# Bose Anyone?



## Jim (Oct 14, 2013)

Anyone a fan of Bose products?

A buddy of mine got the Bose Soundlink Bluetooth Mobile Speaker II system and it is amazing. 

https://www.bose.com/controller?url=/shop_online/digital_music_systems/bluetooth_speakers/soundlink_wireless_speaker/index.jsp&model=soundlink_mobile_nylon


----------



## KMixson (Oct 14, 2013)

I have been a Bose fan for years. What got me hooked was when I was in Seattle's Airport one time there was a demonstration booth set up for the noise cancelling headsets. The salesman put a set of headphones on me and asked me "What did I hear?" I told him I heard nothing thinking I was going to hear music and then he turned them on and asked me again. All I saw was him moving his lips. I heard absolutely nothing. No background noise, nothing. All went quiet. It surprised me. I had no idea they worked so well. Bose seems to me to be a very well thought out and tested design on any of their products. I have been very happy with their products.


----------



## TNtroller (Oct 14, 2013)

I've got a Bose Home Theater set up, just the two surround speakers and the bass unit, and it sounds good. Wife's Mazda 6 had the Bose upgrade in it but I did not like the sound of it in the car, never sounded deep and rich for a "Bose". Several audio forums I used to frequent did not like 'em at all, saying they were "engineered" sound with little user control over the sound, and weak in power. It all depends on what you choose, in the house, I like 'em, but not in autos.


----------



## SquiggyFreud (Oct 15, 2013)

no highs no lows must be Bose...

I used to be a fan of Bose, the 901's were great speakers, I had an acoustimass 7 and 3 and thought they sounded good, until I replaced them with Klipsch...not even on the same planet as Klipsch.

Have the Bose system in my car, radio sounds like dirt, plug in my MP3 player, sounds 5 times better.

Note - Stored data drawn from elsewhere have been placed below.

PR #712, opened 2023-06-20
1050: Fix PCIeSlot LocationIndicatorActive Patch Handling

baemyung:
PCIe Slot LocationIndicatorActive PATCH is not working correctly all the time.

https://github.com/ibm-openbmc/dev/issues/3631

Below is an Everest PATCH of all LEDs to true.
- You will notice not all go true.
- This has also been reported on Rainier.
- This has also been reported when moving the LocationIndicatorActive to false.
- This has been reported on the GUI.

```
Set all slots to be true.

$ curl -k  -X PATCH https://$bmc/redfish/v1/Chassis/chassis/PCIeSlots \
    -d '{"Slots":[{"LocationIndicatorActive":true},{"LocationIndicatorActive":true},  \
      ... \
        {"LocationIndicatorActive":true},{"LocationIndicatorActive":true}]}'

$ curl -s -k https://$bmc/redfish/v1/Chassis/chassis/PCIeSlots | grep LocationIndicatorActive
      "LocationIndicatorActive": true,
      "LocationIndicatorActive": true,
      ...
      "LocationIndicatorActive": true,
      "LocationIndicatorActive": false,     <--- Sometimes incorrect - esp at 21st entry
```

This can be addressed by getting the valid pcieSlots first, and then validate it before performing PATCH.

 - Get valid PCIeSlots `getValidPCIeSlotList()` - which filters out the improper slot and invoke callback at the last slots.
 - Validate it with input slots. (the number of inputs should match with the number of valid slots)
 - Execute the PATCH (i.e. `setLocationIndicatorActive()`) using the the obtained list.

Tested:
 - Redfish Validator performed
 - GET PCIeSlots and compare it with the existing output.
 - PATCH PCIeSlots and verify the correctness (e.g. number of input slots, and content)

### DIFF
--- a/redfish-core/lib/pcie_slots.hpp
+++ b/redfish-core/lib/pcie_slots.hpp
@@ -16,9 +16,13 @@
 #include <utils/json_utils.hpp>
 #include <utils/pcie_util.hpp>
 
+#include <algorithm>
+#include <array>
+#include <cstdint>
+#include <map>
 #include <memory>
+#include <optional>
 #include <string>
-#include <variant>
 #include <vector>
 
 namespace redfish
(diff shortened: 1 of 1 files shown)


lxwinspur (approved):
LGTM

redfish-core/lib/pcie_slots.hpp
```diff
@@ -605,14 +558,50 @@ inline void handlePCIeSlotCollectionGet(
...
+        asyncResp, chassisID,
+        [asyncResp, chassisID, total,
+         locationIndicatorActiveMap{std::move(locationIndicatorActiveMap)}](
+            const std::vector<std::pair<std::string, std::string>>&
+                slotPathConnNames) {
+        if (slotPathConnNames.size() != total)
+        {
+            BMCWEB_LOG_ERROR
+                << "The actual number of pcieslots is different from the number of the input slots";
+            messages::internalError(asyncResp->res);
```
gtmills, line 590: This is a PATCH.. I think we should return a 404 
For 1020 we returned a resourceNotFound 
https://github.com/ibm-openbmc/bmcweb/blob/1020/redfish-core/lib/pcie_slots.hpp#LL646C1-L648C60

gtmills: You could use 

        "ArraySizeTooLong": {
        
or 
        
                "ArraySizeTooShort": {
                
                
or 

        "InvalidIndex": {

redfish-core/lib/pcie_slots.hpp
```diff
@@ -605,14 +558,50 @@ inline void handlePCIeSlotCollectionGet(
...
+    redfish::chassis_utils::getValidChassisPath(
+        asyncResp, chassisID,
         [asyncResp,
-         chassisID](const boost::system::error_code ec,
-                    const dbus::utility::MapperGetSubTreeResponse& subtree) {
-        onMapperSubtreeDone(asyncResp, chassisID, ec, subtree);
+         chassisID](const std::optional<std::string>& validChassisPath) {
+        if (!validChassisPath)
+        {
+            BMCWEB_LOG_ERROR << "Not a valid chassis ID:" << chassisID;
```
gtmills, line 567: should be warning, oh well

redfish-core/lib/pcie_slots.hpp
```diff
@@ -489,110 +380,172 @@ inline void
...
+        {
+            sdbusplus::asio::getAllProperties(
+                *crow::connections::systemBus, connectionName, pcieSlotPath,
+                "xyz.openbmc_project.Inventory.Item.PCIeSlot",
+                [asyncResp, connectionName, pcieSlotPath](
+                    const boost::system::error_code& ec,
+                    const dbus::utility::DBusPropertiesMap& propertiesList) {
+                if (ec)
+                {
+                    BMCWEB_LOG_ERROR << "Can't get PCIeSlot properties!";
```
gtmills, line 540: include the ec

redfish-core/lib/pcie_slots.hpp
```diff
@@ -489,110 +380,172 @@ inline void
...
+                    {
+                        // This PCIeSlot has no chassis association.
+                        if (slotIndex == slotCount)
+                        {
+                            // Reach to the end of slotElement
+                            callback(*validSlotPathConnNames);
+                        }
+                        return;
+                    }
+                    BMCWEB_LOG_ERROR << "DBUS response error";
```
gtmills, line 485: the ec would help here

redfish-core/lib/pcie_slots.hpp
```diff
@@ -605,14 +558,50 @@ inline void handlePCIeSlotCollectionGet(
...
+{
+    getValidPCIeSlotList(
+        asyncResp, chassisID,
+        [asyncResp, chassisID, total,
+         locationIndicatorActiveMap{std::move(locationIndicatorActiveMap)}](
+            const std::vector<std::pair<std::string, std::string>>&
+                slotPathConnNames) {
+        if (slotPathConnNames.size() != total)
+        {
+            BMCWEB_LOG_ERROR
```
gtmills, line 588: probably warning

redfish-core/lib/pcie_slots.hpp
baemyung: I think - InvalidIndex seems better because it represents the inconsistent count of array inputs to the valid/active pcie slots.

redfish-core/lib/pcie_slots.hpp
baemyung: Changed

redfish-core/lib/pcie_slots.hpp
baemyung: Changed

redfish-core/lib/pcie_slots.hpp
baemyung: Changed to WARNING

baemyung:
In addition, I updated `getValidPCIeSlotList()` so that it should invoke `callback()` even if an individual `getAssociationEndPoints()` call may be failed.
It is because not all pcieslots may have the proper/correct association.  
In that case, the subset of pcieslots would need to be returned as valid slots, rather than resulting it as the failure of `getValidPCIeSlotList()`.

baemyung:
> In addition, I updated `getValidPCIeSlotList()` so that it should invoke `callback()` even if an individual `getAssociationEndPoints()` call may be failed. It is because not all pcieslots may have the proper/correct association. In that case, the subset of pcieslots would need to be returned as valid slots, rather than resulting it as the failure of `getValidPCIeSlotList()`.

After I think this more, I think it seems more appropriate to keep the current way of handling getAssociationEndPoints() error case.
- if getAssociationEndPoints() gives D-Bus error (other than EBADR), it returns an error.
- If the number of associated chassises is more than 1, it returns an error
- This way will provide the underline cause that needs to be addressed beyond the PATCH request.

redfish-core/lib/pcie_slots.hpp
gtmills: still don't see this

gtmills (approved):

PR #718, opened 2023-06-28
Audit Log: Factor out function to determine which events to audit

jeaaustx:
Factored out function which determines which Redfish events to audit.
Change is in preparation for pushing upstream. I anticipate this is an area which will receive upstream comments.

I will push this into 1050 only.

Tested:
- Added unit test for new function, wantAudit().
- Confirmed expected events still being audited.


baemyung (approved):
It looks good to me.

gtmills (approved):

PR #720, opened 2023-06-30
SSDP Server prototype

cmjishnu:
This PR contains the server side implementation of the SSDP


gtmills:
@cm-jishnu Is this still needed? Can we close?

PR #725, opened 2023-07-10
Audit Log: Hide details of building audit message into auditEvent()

jeaaustx:
Added utility functions to centralize checking whether detail data for the request being logged should be included in the log message. Moved the building of the audit message into the audit namespace so main bmcweb code doesn't have to understand the details. Changed building of message buffer to use std::string to simplify existing logic.

Tested:
 - CI passes with new unit tests and audit-events enabled.
 - Confirmed sampling of events have the correct detail data included.
 - Confirmed user session events do not have detail data.

### DIFF
--- a/include/audit_events.hpp
+++ b/include/audit_events.hpp
@@ -95,22 +95,22 @@ inline void auditSetState(bool enable)
 }
 
 /**
- * @brief Checks if POST request should be audited on completion
+ * @brief Checks if POST request is a user connection event
  *
  * Login and Session requests are audited when the authentication is attempted.
  * This allows failed requests to be audited with the user detail.
  *
- * @return True if request should be audited
+ * @return True if request is a user connection event
  */
-inline bool checkPostAudit(const crow::Request& req)
+inline bool checkPostUser(const crow::Request& req)
 {
     if ((req.target() == "/redfish/v1/SessionService/Sessions") ||
         (req.target() == "/redfish/v1/SessionService/Sessions/") ||
         (req.target() == "/login"))
     {
-        return false;
+        return true;
     }
-    return true;
+    return false;
 }
 
 /**
@@ -123,7 +123,7 @@ inline bool wantAudit(const crow::Request& req)
         (req.method() == boost::beast::http::verb::put) ||
         (req.method() == boost::beast::http::verb::delete_) ||
         ((req.method() == boost::beast::http::verb::post) &&
-         checkPostAudit(req)))
+         !checkPostUser(req)))
     {
         return true;
     }
@@ -131,11 +131,62 @@ inline bool wantAudit(const crow::Request& req)
     return false;
 }
 
-inline void auditEvent(const char* opPath, const std::string& userName,
-                       const std::string& ipAddress, bool success)
+/**
+ * @brief Checks if request should include additional data
+ *
+ * - Accounts requests data may contain passwords
+ * - IBM Management console events data is not useful. It can be binary data or
+ *   contents of file.
+ * - User login and session data may contain passwords
+ *
+ * @return True if request's data should not be logged
+ */
+inline bool checkSkipDetail(const crow::Request& req)
 {
-    int code = __LINE__;
+    if (req.target().starts_with("/redfish/v1/AccountService/Accounts") ||
+        req.target().starts_with("/ibm/v1") ||
+        ((req.method() == boost::beast::http::verb::post) &&
+         checkPostUser(req)))
+    {
+        return true;
+    }
+    return false;
+}
 
+/**
+ * @brief Checks if request's detail data should be logged
+ *
+ * @return True if request's detail data should be logged
+ */
+inline bool wantDetail(const crow::Request& req)
+{
+    switch (req.method())
+    {
+        case boost::beast::http::verb::patch:
+        case boost::beast::http::verb::post:
+            if (checkSkipDetail(req))
+            {
+                return false;
+            }
+            return true;
+
+        case boost::beast::http::verb::put:
+            return (!req.target().starts_with("/ibm/v1"));
+
+        case boost::beast::http::verb::delete_:
+            return true;
+
+        default:
+            // Shouldn't be here, don't log any data
+            BMCWEB_LOG_DEBUG << "Unexpected verb " << req.method();
+            return false;
+    }
+}
+
+inline void auditEvent(const crow::Request& req, const std::string& userName,
+                       bool success)
+{
+    std::string opPath;
     char cnfgBuff[256];
     size_t bufLeft = 256; // Amount left available in cnfgBuff
     char* user = NULL;
@@ -143,13 +194,18 @@ inline void auditEvent(const char* opPath, const std::string& userName,
     size_t userLen = 0;
     int rc;
     int origErrno;
+    std::string ipAddress;
+    std::string detail = "";
 
     if (auditOpen() == false)
     {
         return;
     }
 
-    opPathLen = std::strlen(opPath) + 1;
+    opPath = "op=" + std::string(req.methodString()) + ":" +
+             std::string(req.target()) + " ";
+    // Account for NULL
+    opPathLen = opPath.length() + 1;
     if (opPathLen > bufLeft)
     {
         // Truncate event message to fit into fixed sized buffer.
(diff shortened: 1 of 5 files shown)


include/audit_events.hpp
```diff
@@ -123,76 +123,157 @@ inline bool wantAudit(const crow::Request& req)
...
+        }
+        else
+        {
+            strncat(cnfgBuff, detail.c_str(), detail.length());
+            bufLeft -= detail.length();
+        }
+    }
+
     // encode user account name to ensure it is in an appropriate format
     user = audit_encode_nv_string("acct", userName.c_str(), 0);
```
baemyung, line 245: Similar,  the variables can defined here.
```
    char* user = audit_encode_nv_string("acct", userName.c_str(), 0);
    size_t userLen = 0;
```

include/audit_events.hpp
```diff
@@ -123,76 +123,157 @@ inline bool wantAudit(const crow::Request& req)
...
+            return false;
+    }
+}
 
+inline void auditEvent(const crow::Request& req, const std::string& userName,
+                       bool success)
+{
+    std::string opPath;
     char cnfgBuff[256];
     size_t bufLeft = 256; // Amount left available in cnfgBuff
```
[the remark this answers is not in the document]
jeaaustx: Good point. Corrected.
Note: I'm including the count for '\0' in the opPathLen adjustment to bufLeft rather than bufLeft.

include/audit_events.hpp
```diff
@@ -123,76 +123,157 @@ inline bool wantAudit(const crow::Request& req)
...
     char* user = NULL;
     size_t opPathLen;
     size_t userLen = 0;
     int rc;
     int origErrno;
+    std::string ipAddress;
+    std::string detail = "";
```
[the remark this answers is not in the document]
jeaaustx: Made the change.

include/audit_events.hpp
```diff
@@ -123,76 +123,157 @@ inline bool wantAudit(const crow::Request& req)
...
 
     if (auditOpen() == false)
```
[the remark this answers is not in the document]
jeaaustx: Changed. When I coded this I wasn't sure if the shorthand checking was acceptable in this repo.

include/audit_events.hpp
```diff
@@ -123,76 +123,157 @@ inline bool wantAudit(const crow::Request& req)
...
     {
         return;
     }
 
-    opPathLen = std::strlen(opPath) + 1;
+    opPath = "op=" + std::string(req.methodString()) + ":" +
+             std::string(req.target()) + " ";
+    // Account for NULL
+    opPathLen = opPath.length() + 1;
```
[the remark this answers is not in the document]
jeaaustx: Done.

include/audit_events.hpp
```diff
@@ -123,76 +123,157 @@ inline bool wantAudit(const crow::Request& req)
...
     cnfgBuff[opPathLen - 1] = '\0';
     bufLeft -= opPathLen;
 
+    // Determine any additional info for the event
+    if (wantDetail(req))
+    {
+        detail = req.body + " ";
+    }
+
+    if (detail.length() > 0)
```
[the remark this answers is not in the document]
jeaaustx: Yes, I've made the change.

include/audit_events.hpp
baemyung: Either one should be okay in this case as the only one and here is accessing it.

include/audit_events.hpp
```diff
@@ -188,24 +188,21 @@ inline void auditEvent(const crow::Request& req, const std::string& userName,
...
-    size_t bufLeft = 256; // Amount left available in cnfgBuff
-    char* user = NULL;
-    size_t opPathLen;
-    size_t userLen = 0;
+    size_t bufLeft = sizeof(cnfgBuff); // Amount left available in cnfgBuff
     int rc;
     int origErrno;
     std::string ipAddress;
-    std::string detail = "";
+    std::string detail;
```
baemyung, line 196: Itis generally better to define the variables close to where they are needed & with the proper initialization.

For example, rc & origErrno are better be defined with the initial values.
Or those variables are not needed to define if `auditOpen()' is false.

So I would move like

```
inline void auditEvent(const crow::Request& req, const std::string& userName,
                       bool success)
{
    if (!auditOpen())
    {
        return;
    }

==> Declare opPath & buff
    char cnfgBuff[256];
    size_t bufLeft = sizeof(cnfgBuff); // Amount left available in cnfgBuff
   std::string  opPath = "op=" + std::string(req.methodString()) + ":" +
             std::string(req.target()) + " ";
...

==> 'detail' seems needed here
    // Determine any additional info for the event
   std::string detail;
    if (wantDetail(req))
    {
        detail = req.body + " ";
    }

...
==> ipAddress are needed here
   std::string     ipAddress = req.ipAddress.to_string();
....
==> 'rc' is to handle audit_log_...()
   int     rc = audit_log_user_message(auditfd, AUDIT_USYS_CONFIG, cnfgBuff,
                                boost::asio::ip::host_name().c_str(),
                                ipAddress.c_str(), NULL, int(success));
    if (rc <= 0)
    {
        // Something failed with existing connection. Try to establish a new
        // connection and retry if successful.
        // Preserve original errno to report if the retry fails.
==> origErrno is a temporary variable to save the current  errno
        int origErrno = errno;
.....
        if (rc <= 0)
        {
            BMCWEB_LOG_ERROR << "Error writing audit message: " << origErrno;
        }
    }

    return;
}
```

include/audit_events.hpp
```diff
@@ -242,7 +239,17 @@ inline void auditEvent(const crow::Request& req, const std::string& userName,
...
+    std::unique_ptr<char, void (*)(char*)> userUP(user, [](char* ptr) {
+        if (ptr != nullptr)
+        {
+            ::free(ptr);
+        }
+    });
+
     if (user == NULL)
     {
         BMCWEB_LOG_ERROR << "Error appending user to audit msg : " << errno;
```
baemyung, line 255: This `errno` would need to be used right after `audit_encode_nv_string()`

So, wouldn't this code may be

```
    size_t userLen = 0;
    char* user = audit_encode_nv_string("acct", userName.c_str(), 0);
    if (user == NULL)
    {
        BMCWEB_LOG_ERROR << "Error appending user to audit msg : " << errno;
    }
   else
   {

        // setup a unique_ptr to handle freeing memory from user
        std::unique_ptr<char, void (*)(char*)> userUP(user, [](char* ptr) {
                      if (ptr != nullptr)
                      {
                                  ::free(ptr);
                      }
        });

        userLen = std::strlen(user);

        if (userLen > bufLeft)
        {
            // Username won't fit into fixed sized buffer. Leave it off.
            BMCWEB_LOG_WARNING << "Audit buffer too small for username:"
                               << " bufLeft=" << bufLeft
                               << " userLen=" << userLen;
        }
        else
        {
            strncat(cnfgBuff, user, userLen);
            bufLeft -= userLen;
        }
    }

```

baemyung, line 255: BMCWEB_LOG_ERROR  (in L255 ) seems not a fatal error case, but more of informational or warning message?

include/audit_events.hpp
jeaaustx: That makes sense, I've made these changes.

include/audit_events.hpp
jeaaustx: Good catch, I should have caught that myself!

jeaaustx: Agreed, I changed to warning.

include/audit_events.hpp
```diff
@@ -123,86 +123,168 @@ inline bool wantAudit(const crow::Request& req)
...
+inline void auditEvent(const crow::Request& req, const std::string& userName,
+                       bool success)
+{
+    if (!auditOpen())
     {
         return;
     }
 
-    opPathLen = std::strlen(opPath) + 1;
+    char cnfgBuff[256];
```
baemyung, line 194: It looks like - the code logic seems trying to combine 3 attrs (e.g. opPath, detail, user) into a limited-sized buffer, and each append-logic seems essentially same.

So, it could be refactored into a small append function and use it for each attr like

```
inline bool append_item_to_buffer(std::string& cnfgBuffer, size_t maxOutSize,
                                  const std::string& item)
{
    if (cnfgBuf.length() + item.length() > maxOutSize)
    {
        return false;
    }
    cnfgBuffer += item;
    return true;
}

inline void auditEvent(const crow::Request& req, const std::string& userName,
                       bool success)
{
    if (!auditOpen())
    {
        return;
    }

    constexpr size_t cnfgBuffMaxSize = 256;
    std::string cnfgBuffer;

    std::string opPath = "op=" + std::string(req.methodString()) + ":" +
                         std::string(req.target()) + " ";
    if (!append_item_to_buffer(cnfgBuffer, cnfgBuffMaxSize, opPath))
    {
        BMCWEB_LOG_WARNING << "Audit buffer too small, truncating:"
                           << " bufLeft=" << bufLeft
                           << " opPathLen=" << opPathLen;
    }

    if (wantDetail(req))
    {
        std::string detail = req.body + " ";

        if (!append_item_to_buffer(cnfgBuffer, cnfgBuffMaxSize, detail))
        {
            BMCWEB_LOG_WARNING << "Audit buffer too small for data:"
                               << " bufLeft=" << bufLeft
                               << " detailLen=" << detail.length();
        }
    }

    char* user = audit_encode_nv_string("acct", userName.c_str(), 0);
    if (user == NULL)
    {
        BMCWEB_LOG_WARNING << "Error encoding user for audit msg : " << errno;
    }
    else
    {
        // setup a unique_ptr to handle freeing memory from user
        std::unique_ptr<char, void (*)(char*)> userUP(user, [](char* ptr) {
            if (ptr != nullptr)
            {
                ::free(ptr);
            }
        });
        if (!append_item_to_buffer(cnfgBuffer, cnfgBuffMaxSize,
                                   std::string(user)))
        {
            // Username won't fit into fixed sized buffer. Leave it off.
            BMCWEB_LOG_WARNING << "Audit buffer too small for username:"
                               << " bufLeft=" << bufLeft
                               << " userLen=" << userLen;
        }
    }
....

```

jeaaustx: Thank you Myung, this is a good idea. I've changed to use this approach. Note: When adding opPath I do want to truncate it rather than just not include it. (So any audit message will have at least a partial Redfish path included.) So when opPath is added I'm using std::substr instead to get the truncation.

baemyung (approved):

Bose does have some cool products but overall, I look elsewhere these days.


----------



## Captain Ahab (Oct 15, 2013)

I have a Bose system in my car and really like it - not sure which system but each speaker has a separate amp 

Head unit is OK - woudl like something with better adjustments - but the speakers give great sound!


----------



## DrNip (Oct 15, 2013)

$300!!!! GTFOH with that. Bought a set of $100 Bose speakers for the PC once. Was not impressed at all. No highs. Products are really overpriced in my opinion.


----------



## JMichael (Nov 2, 2013)

[url=https://www.tinboats.net/forum/viewtopic.php?p=332178#p332178 said:


> DrNip » 15 Oct 2013, 18:32[/url]"]$300!!!! GTFOH with that. Bought a set of $100 Bose speakers for the PC once. Was not impressed at all. No highs. Products are really overpriced in my opinion.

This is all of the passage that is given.